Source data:
- - - -

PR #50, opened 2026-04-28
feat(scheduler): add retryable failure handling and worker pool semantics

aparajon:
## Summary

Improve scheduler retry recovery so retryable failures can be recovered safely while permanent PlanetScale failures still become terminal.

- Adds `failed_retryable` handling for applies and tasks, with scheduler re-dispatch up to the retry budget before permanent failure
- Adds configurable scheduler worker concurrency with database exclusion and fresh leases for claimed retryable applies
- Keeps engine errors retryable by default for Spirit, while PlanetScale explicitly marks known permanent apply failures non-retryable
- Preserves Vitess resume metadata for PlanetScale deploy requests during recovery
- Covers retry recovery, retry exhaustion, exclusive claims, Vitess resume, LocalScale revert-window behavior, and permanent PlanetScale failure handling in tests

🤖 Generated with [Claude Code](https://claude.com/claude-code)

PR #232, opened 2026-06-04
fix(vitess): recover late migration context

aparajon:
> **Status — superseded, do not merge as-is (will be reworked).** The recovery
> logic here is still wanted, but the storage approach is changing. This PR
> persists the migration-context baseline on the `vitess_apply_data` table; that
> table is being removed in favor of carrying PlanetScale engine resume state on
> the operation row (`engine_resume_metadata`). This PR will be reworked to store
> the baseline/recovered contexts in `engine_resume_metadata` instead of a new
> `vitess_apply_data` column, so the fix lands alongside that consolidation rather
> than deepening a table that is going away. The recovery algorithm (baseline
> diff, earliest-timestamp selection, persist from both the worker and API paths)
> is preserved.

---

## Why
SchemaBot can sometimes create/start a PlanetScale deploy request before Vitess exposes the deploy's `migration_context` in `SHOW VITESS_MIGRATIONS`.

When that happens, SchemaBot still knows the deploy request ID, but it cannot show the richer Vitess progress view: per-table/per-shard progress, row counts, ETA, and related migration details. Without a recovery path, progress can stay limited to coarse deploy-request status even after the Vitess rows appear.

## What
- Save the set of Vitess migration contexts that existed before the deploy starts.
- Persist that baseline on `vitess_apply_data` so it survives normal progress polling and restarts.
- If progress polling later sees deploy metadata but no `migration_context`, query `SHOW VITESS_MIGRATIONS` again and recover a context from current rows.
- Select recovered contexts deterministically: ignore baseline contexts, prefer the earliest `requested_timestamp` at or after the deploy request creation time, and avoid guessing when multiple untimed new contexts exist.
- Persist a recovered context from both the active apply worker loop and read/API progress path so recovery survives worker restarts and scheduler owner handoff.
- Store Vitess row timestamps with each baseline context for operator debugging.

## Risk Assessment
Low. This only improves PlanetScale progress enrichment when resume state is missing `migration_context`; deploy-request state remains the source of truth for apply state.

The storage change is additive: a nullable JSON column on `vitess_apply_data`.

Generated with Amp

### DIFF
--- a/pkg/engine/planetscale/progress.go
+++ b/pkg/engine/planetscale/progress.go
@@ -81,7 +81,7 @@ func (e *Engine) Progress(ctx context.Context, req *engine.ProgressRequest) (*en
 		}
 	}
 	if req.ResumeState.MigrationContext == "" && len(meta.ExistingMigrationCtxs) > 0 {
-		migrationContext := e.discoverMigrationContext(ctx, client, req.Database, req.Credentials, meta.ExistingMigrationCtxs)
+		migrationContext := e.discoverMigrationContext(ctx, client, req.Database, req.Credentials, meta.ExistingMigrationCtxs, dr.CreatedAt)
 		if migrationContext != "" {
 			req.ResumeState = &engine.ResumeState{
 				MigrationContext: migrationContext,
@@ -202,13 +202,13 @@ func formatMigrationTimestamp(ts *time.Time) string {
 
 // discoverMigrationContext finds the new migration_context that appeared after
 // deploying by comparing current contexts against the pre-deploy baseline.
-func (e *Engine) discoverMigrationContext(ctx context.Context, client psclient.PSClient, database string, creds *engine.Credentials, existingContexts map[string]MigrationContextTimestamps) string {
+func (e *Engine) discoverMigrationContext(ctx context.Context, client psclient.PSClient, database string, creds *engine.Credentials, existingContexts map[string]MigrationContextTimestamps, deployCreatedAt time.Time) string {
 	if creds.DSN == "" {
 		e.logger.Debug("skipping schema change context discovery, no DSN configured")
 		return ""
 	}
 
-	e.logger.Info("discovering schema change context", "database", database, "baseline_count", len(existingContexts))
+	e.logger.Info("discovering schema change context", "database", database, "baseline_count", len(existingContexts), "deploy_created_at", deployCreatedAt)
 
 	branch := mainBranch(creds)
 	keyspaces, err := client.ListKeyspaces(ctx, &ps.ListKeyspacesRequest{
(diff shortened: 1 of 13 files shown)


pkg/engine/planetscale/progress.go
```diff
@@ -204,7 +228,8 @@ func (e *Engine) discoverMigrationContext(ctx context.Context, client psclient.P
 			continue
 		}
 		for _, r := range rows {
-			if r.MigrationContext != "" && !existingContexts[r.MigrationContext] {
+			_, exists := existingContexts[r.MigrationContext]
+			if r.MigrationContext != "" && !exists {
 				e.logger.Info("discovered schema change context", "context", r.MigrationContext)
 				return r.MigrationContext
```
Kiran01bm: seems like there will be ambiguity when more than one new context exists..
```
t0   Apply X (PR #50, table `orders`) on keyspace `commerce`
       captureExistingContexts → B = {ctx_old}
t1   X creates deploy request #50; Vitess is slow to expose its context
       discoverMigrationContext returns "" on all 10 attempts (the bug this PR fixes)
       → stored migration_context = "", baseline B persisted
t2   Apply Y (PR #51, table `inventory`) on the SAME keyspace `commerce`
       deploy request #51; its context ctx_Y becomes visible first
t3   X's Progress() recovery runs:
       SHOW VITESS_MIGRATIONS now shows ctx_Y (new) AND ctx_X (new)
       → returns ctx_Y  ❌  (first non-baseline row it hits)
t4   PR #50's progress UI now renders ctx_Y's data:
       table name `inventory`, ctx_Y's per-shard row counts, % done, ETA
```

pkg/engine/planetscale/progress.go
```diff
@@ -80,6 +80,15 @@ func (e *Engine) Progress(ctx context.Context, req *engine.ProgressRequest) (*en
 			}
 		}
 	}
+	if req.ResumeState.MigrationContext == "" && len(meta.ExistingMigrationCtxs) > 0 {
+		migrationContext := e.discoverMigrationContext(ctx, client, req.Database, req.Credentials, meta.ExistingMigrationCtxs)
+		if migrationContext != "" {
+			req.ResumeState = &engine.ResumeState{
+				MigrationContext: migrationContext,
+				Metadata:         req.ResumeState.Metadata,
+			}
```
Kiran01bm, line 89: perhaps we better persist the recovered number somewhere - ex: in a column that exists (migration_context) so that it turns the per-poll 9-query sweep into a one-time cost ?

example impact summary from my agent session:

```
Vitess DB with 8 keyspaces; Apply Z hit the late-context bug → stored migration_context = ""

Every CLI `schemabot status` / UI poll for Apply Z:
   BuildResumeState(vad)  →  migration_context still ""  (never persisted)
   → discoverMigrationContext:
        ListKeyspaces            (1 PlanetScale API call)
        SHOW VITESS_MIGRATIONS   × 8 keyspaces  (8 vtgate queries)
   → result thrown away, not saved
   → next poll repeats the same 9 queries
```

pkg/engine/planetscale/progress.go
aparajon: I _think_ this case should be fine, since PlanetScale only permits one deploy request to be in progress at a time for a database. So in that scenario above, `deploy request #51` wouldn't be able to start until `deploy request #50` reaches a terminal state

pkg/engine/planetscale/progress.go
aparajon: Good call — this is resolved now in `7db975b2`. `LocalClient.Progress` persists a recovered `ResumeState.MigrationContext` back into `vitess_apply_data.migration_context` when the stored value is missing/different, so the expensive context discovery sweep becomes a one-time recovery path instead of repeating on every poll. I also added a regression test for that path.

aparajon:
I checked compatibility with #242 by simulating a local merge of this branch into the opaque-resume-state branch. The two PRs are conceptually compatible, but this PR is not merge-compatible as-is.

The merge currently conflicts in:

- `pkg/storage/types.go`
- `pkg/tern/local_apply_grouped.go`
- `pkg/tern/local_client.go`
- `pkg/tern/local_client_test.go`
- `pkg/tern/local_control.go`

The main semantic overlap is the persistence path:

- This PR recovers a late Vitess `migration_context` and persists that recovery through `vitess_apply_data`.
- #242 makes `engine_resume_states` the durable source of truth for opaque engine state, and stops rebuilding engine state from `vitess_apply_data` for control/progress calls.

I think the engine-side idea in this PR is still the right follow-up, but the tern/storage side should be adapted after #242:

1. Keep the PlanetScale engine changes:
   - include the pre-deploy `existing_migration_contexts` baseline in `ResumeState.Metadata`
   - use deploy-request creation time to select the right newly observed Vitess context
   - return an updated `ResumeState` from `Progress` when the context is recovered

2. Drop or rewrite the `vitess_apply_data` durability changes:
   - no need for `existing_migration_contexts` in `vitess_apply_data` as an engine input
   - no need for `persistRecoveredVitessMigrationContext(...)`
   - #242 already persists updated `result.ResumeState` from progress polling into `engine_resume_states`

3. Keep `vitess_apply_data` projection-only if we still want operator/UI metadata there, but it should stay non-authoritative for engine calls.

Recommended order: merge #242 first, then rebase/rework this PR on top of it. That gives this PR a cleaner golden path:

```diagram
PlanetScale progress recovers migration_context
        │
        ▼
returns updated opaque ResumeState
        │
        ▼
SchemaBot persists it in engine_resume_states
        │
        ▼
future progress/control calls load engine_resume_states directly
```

- - - -

▶ **Task item**
Report each line of the entries where the word "changes" occurs.

▶ **Reply**
1. Keep the PlanetScale engine changes:
2. Drop or rewrite the `vitess_apply_data` durability changes:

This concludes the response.